| Exercise |
Set down the lines of the data exactly, starting at the first and stopping after the line containing "We need a new".

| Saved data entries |
PR #37, opened 2021-03-18
Add a ByteBuffer based implementation of Buffer

chrisvest:
Motivation:
We need a new implementation of our new API that supports Java 11, since that is what Netty 5 will most likely baseline on.
We also need an implementation that does not rely on Unsafe.
This leaves us with ByteBuffer as the underlying currency of memory.

Modification:
- Add a NioBuffer implementation and associated supporting classes.
- The entry-point for this is a new MemoryManagers API, which is used to pick the implementation and provide the on-/off-heap MemoryManager implementations.
- Add a mechanism to configure/override which MemoryManagers implementation to use.
- The MemoryManagers implementations are service-loadable, so new ones can be discovered at runtime.
- The existing MemorySegment based implementation also get a MemoryManagers implementation.
- Expand the BufferTest to include all combinations of all implementations. We now run 360.000 tests in BufferTest.
- Some common infrastructure, like ArcDrop, is moved to its own package.
- Add a module-info.java to control the service loading, and the visibility in the various packages.
- Some pom.xml file updates to support our now module based project.

Result:
We have an implementation that should work on Java 11, but we currently don't build or test on 11.
More work needs to happen before that is a reality.

### DIFF
--- a/pom.xml
+++ b/pom.xml
@@ -69,7 +69,7 @@
   <properties>
     <javaModuleName>io.netty.incubator.buffer</javaModuleName>
     <netty.version>5.0.0.Final-SNAPSHOT</netty.version>
-    <netty.build.version>29-SNAPSHOT</netty.build.version>
+    <netty.build.version>29</netty.build.version>
     <java.version>16</java.version>
     <junit.version>5.7.0</junit.version>
     <surefire.version>3.0.0-M5</surefire.version>
--- a/pom.xml
+++ b/pom.xml
@@ -69,7 +69,7 @@
   <properties>
     <javaModuleName>io.netty.incubator.buffer</javaModuleName>
     <netty.version>5.0.0.Final-SNAPSHOT</netty.version>
-    <netty.build.version>28</netty.build.version>
+    <netty.build.version>29-SNAPSHOT</netty.build.version>
     <java.version>16</java.version>
     <junit.version>5.7.0</junit.version>
     <surefire.version>3.0.0-M5</surefire.version>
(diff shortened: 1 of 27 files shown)


chrisvest:
Draft for the time being because I think we need some Netty changes before we can access the `AbstractByteBufTest` at test-compile time.

pom.xml
```diff
@@ -69,7 +69,7 @@
   <properties>
     <javaModuleName>io.netty.incubator.buffer</javaModuleName>
     <netty.version>5.0.0.Final-SNAPSHOT</netty.version>
-    <netty.build.version>28</netty.build.version>
+    <netty.build.version>29-SNAPSHOT</netty.build.version>
```
normanmaurer: @chrisvest we can cut a release if you like

normanmaurer (approved):

pom.xml
chrisvest: @normanmaurer Yes, let's do that. I just now managed to verify that I don't need any other changes to netty-build.

pom.xml
```diff
@@ -123,14 +123,13 @@
           <compilerArgs>
             <arg>--add-modules</arg>
             <arg>jdk.incubator.foreign</arg>
+
+            <!--
+             These two are really only needed for test-compile, but the maven-compiler-plugin cannot express that
+             -->
+            <arg>--patch-module</arg>
+            <arg>io.netty.buffer=${io.netty:netty-buffer:test-jar:tests}</arg>
```
chrisvest, line 131: This has to be placed in `compilerArgs` instead of the various `testCompiler*` configurations, because the latter cannot correctly handle space-separated argument-value pairs.

This is a `maven-compiler-plugin` limitation, that https://github.com/apache/maven-compiler-plugin/pull/27 will hopefully solve.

| Solution for this problem |
PR #37, opened 2021-03-18
Add a ByteBuffer based implementation of Buffer

chrisvest:
Motivation:
We need a new implementation of our new API that supports Java 11, since that is what Netty 5 will most likely baseline on.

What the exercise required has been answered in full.